I am new to pen turning also and by accident I discovered a new way to do a CA glue finish. First I wear thoes thin rubber gloves (like used in doctors office) I found out I dont need paper towels I just apply directly to the wood with a glove covered finger tip at a slow speed. Next I was finishing a pen turned from rosebush root, it had some small cracks in it and I applied CA glue and rubbed in some fine dust from the earlier sanding. I could not seem to get it in the cracks so I grabbed a handful of the sawdust under my lathe and with the lathe running on a slow speed I applied the handful of dust directly to the CA covered pen and I could not beleive how nice it looked. It filled the small cracks and buffed the ca glue at the same time. I tried this on another pen (spalted sycamore with no cracks) and received the same beatiful finish. Never heard of doing that and don't know why I did it but it worked. I most likely broke a few rules but not knowing the rules…


----------



## D_Allen (Oct 11, 2010)

triw, that is a very interesting process that I definitely will try. I just need to remember not to vac all the dust and shavings away before finishing, like I usually do. You have discovered the art of experimenting…which is some of the best art and learning you can find.
At this point I need to comment on my above comments. I do now use an accelerator and I only use good name brand CA glue that comes in the 2 or 4 oz bottles. I do not use the BLO anymore and I do use small paper towel squares. And also, the speed is at the slowest I can go. I guess I discovered that I was doing it all wrong! ;-)


----------



## gridlockd (Nov 15, 2011)

i think i have finally developed a method that works well for me.

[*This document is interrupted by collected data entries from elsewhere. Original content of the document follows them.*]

PR #449, opened 2023-07-25
Disable bounds checking when no loopy call present

matthiasdiener:
Alternative to https://github.com/inducer/arraycontext/pull/239.

### DIFF
--- a/pytato/target/loopy/codegen.py
+++ b/pytato/target/loopy/codegen.py
@@ -1087,6 +1087,7 @@ def generate_loopy(result: Union[Array, DictOfNamedArrays, Dict[str, Array]],
     # avoid such reduction iname collisions.
     t_unit = lp.make_reduction_inames_unique(state.t_unit)
 
+    # Disable bounds checking if there is no hand-written LoopyCall in the DAG.
     if not cg_mapper.has_loopy_call:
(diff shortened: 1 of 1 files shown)


matthiasdiener:
Is this what you had in mind @inducer?

inducer:
Yep, that's spot on. I think this makes sense. I'll wait for you to un-draft.

kaushikcfd:
Why are we disabling the bounds check only when there's a loopy call. Shouldn't we always disable it?

kaushikcfd:
> 
Why are we disabling the bounds check only when there's a loopy call. Shouldn't we always disable it?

I sand my piece as normal, then use a little acetone on a rag to clean the piece up. even if i had to stabilize the piece during turning, the small amount of acetone does not hurt it. then i sawdust burnish the piece before applying the first coat. My CA application is as follows: very low speed on the lathe, two coats of medium CA, then wet sand at a bit higher speed. then 4 coats of thin CA, followed by another wet sand. two more coats of thin ca, then I hit it with some white diamond compound, buff it off, then some paste wax, buff and finish. I do use accelerator on all coats of CA. this has been working extremely well for me. nice, smooth, glossy finish.


----------



## Guss (Sep 19, 2011)

Im not a expert ether but here is what I. I sand the pen to 600 then clean the dust off the piece. then i take a cotton cloth and put the ca glue on it, to apply the glue I don't turn on the lathe i just turn the lathe by hand. then i spray activator on and let it sit so the activator can dry for a bit. I do 4 coats this way. then I take 1200 micro mesh and sand it smooth after it is smooth I look for high spots. places that the blank isn't as glossy and i reapply till i get a good even finish then I ether buff it on the acrylic buff set that i have of finish it out with the micro mesh if i use the micro mesh i don't sand the piece vary long with each step. i have also had good luck with the hut plastic polish after the 1200 sanding


----------